The Reservation system is another matter. Those fees go directly to Wyndham and are NOT controlled by the owners with interests in the actual timeshare properties. Where do you think those $99 Guest Certificate Fees go? Or the Reservation Transaction fees? Housekeeping Fees MAY go to the individual resorts - but Wyndham might get a "collection fee" percentage. And don't forget, EVERYONE pays either 56 or 58 cent per 1K of points owned as either CWA or CWP owners ---* IF *you have access to the online reservation system, you PAY a corporate fee to use it. (and remember, that minimum fee was raised UP again).

Club Wyndham Pass is definitely PART of the reservation system - and WHAT was once a small fee generator will now have a $99 reservation fee on it. For EVERYONE - VIP or not, one time user or weekly user - will pay for something that was FREE (to the end user). As for limiting it to developer purchase points, it is a "ploy" to SELL more points to people WHO perceive some value. That is a personal decision for each owner - as is which hotel room to rent and its location.

Corporate Wyndham CAN NOT INCREASE its bottom line without either charging more to its captive membership or creating new sources of revenue.

In my humble opinion, YOU and each of YOU, have to determine what parts of the system YOU want to use and recognize YOU will most likely pay a FEE to use that "new & improved feature".

And personally, these fees with continue to increase and NEW fees will be invented.

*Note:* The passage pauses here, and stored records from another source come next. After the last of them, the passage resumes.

PR #1356, opened 2018-05-25
Bugfix/dwr 1837

jtreuting:
…rticular grade

fixes: https://jira.fairwaytech.com/browse/DWR-1837

image

### DIFF
--- a/aggregate-service/src/main/java/org/opentestsystem/rdw/olap/model/Assessment.java
+++ b/aggregate-service/src/main/java/org/opentestsystem/rdw/olap/model/Assessment.java
@@ -17,6 +17,7 @@ public class Assessment {
     private String typeCode;
     private String subjectCode;
     private String gradeCode;
+    private int gradeSequence;
     private int schoolYear;
     private List<Integer> cutPoints;
 
@@ -60,6 +61,13 @@ public class Assessment {
      */
     public String getGradeCode() {
         return gradeCode;
+    }
+
+    /**
+     * @return the sequence of the grade used for ordering
+     */
+    public int getGradeSequence() {
+        return gradeSequence;
     }
 
     /**
@@ -118,6 +126,7 @@ public class Assessment {
         private String typeCode;
         private String subjectCode;
         private String gradeCode;
+        private int gradeSequence;
         private int schoolYear;
         private List<Integer> cutPoints;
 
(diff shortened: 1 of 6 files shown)


aggregate-service/src/main/java/org/opentestsystem/rdw/olap/model/Assessment.java
```diff
@@ -62,6 +63,13 @@ public String getGradeCode() {
         return gradeCode;
     }
 
+    /**
+     * @return the sequence of the grade used for ordering
+     */
+    public int getGradeSequence() {
```
jtreuting: in order to properly sort by grades for this edge case we can't sort by the grade code which is a string

webapp/src/main/webapp/src/app/aggregate-report/results/longitudinal-cohort-chart.mapper.ts
```diff
@@ -202,10 +202,15 @@ export class LongitudinalCohortChartMapper {
...
     const assessmentType = assessments[ 0 ].type;
+    const grades = new Set<string>();
 
     assessments.concat()
       .sort(assessmentYearAscending)
       .forEach(assessment => {
+        // there is an edge case where multiple assessments are returned for a grade, so we only want to take one of them
+        if (grades.has(assessment.grade)) return;
+
+        grades.add(assessment.grade);
```
jtreuting: keep track so that we only take one assessment for each grade

webapp/src/main/webapp/src/app/aggregate-report/results/longitudinal-cohort-chart.mapper.ts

And the new fees will be SOLD or marketed as a NEW GREAT FEATURE TO IMPROVE THE VARIOUS OWNERS VACATION EXPERIENCE.


----------



## CO skier

benyu2010 said:


> It presents value-added benefits to majority of ownership base either through direct purchase or grandfathered-in...Should BoD have any reason to disapprove it?



Wyndham Club Pass is relatively benign for most WorldMark owners.  

The point is that whether the WM BOD had any reason to approve or disapprove based on the impact to owners does not enter their thought process.  The WM BOD is just a nominal figurehead.  Wyndham determines the direction for WorldMark the Club when it comes to major decisions such as new programs (TravelShare, Wyndham Club Pass), fee increases, new resorts.

Wyndham is not listed as the owner on the deeds to the WorldMark properties, and Wyndham is officially only the manager and developer for WorldMark, but for all practical purposes Wyndham Vacation Ownership owns WorldMark the Club.


----------



## lcml11

cotraveller said:


> You are digging your hole deeper and deeper.  WorldMark, the Club is a nonprofit California corporation.  WorldMark, the Club owns the WorldMark resorts free and clear.  Wyndham is a different for-profit corporation and is the developer and manager for WorldMark.  Legally they do not control WorldMark. They do control the WorldMark Board of Directors so in that sense they are in control.
> 
> I know WorldMark and how it works.  I don't know Wyndham or how it works and for that reason I do not offer opinions on the Wyndham system.  Perhaps you should follow that lead and restrict your posts to the systems you know, if any.



That would be five systems and my comments center around two of the five. If owners in Shell, Wyndham Club Plus, and WorldMark that are interested in following their own club or clubs, then they may very well might want to follow closely what was referred to as "One Company" in a recent owners update.  Topics discussed at the update was the emerging changes pertaining to availability pools, Shell Properties, the increased use of the the term Communities, and a new community being referred to as 55 plus 8, and Wyndham Club Pass.  The two programs that primarily were mentioned were the old Fairfield properties and the existing Wyndham Club Plus/Access program.


----------



## scootr5

lcml11 said:


> they may very well might want to follow closely what was referred to as "One Company" in a recent owners update.



Of course, many people don't believe much of what's spoken in an "owners update"/sales presentation.....


----------



## Rent_Share

If you are lcml11/rrlongwell you take it as written in stone . . . .



scootr5 said:


> Of course, many people don't believe much of what's spoken in an "owners update"/sales presentation.....


----------



## comicbookman

Rent_Share said:


> If you are lcml11/rrlongwell you take it as written in stone . . . .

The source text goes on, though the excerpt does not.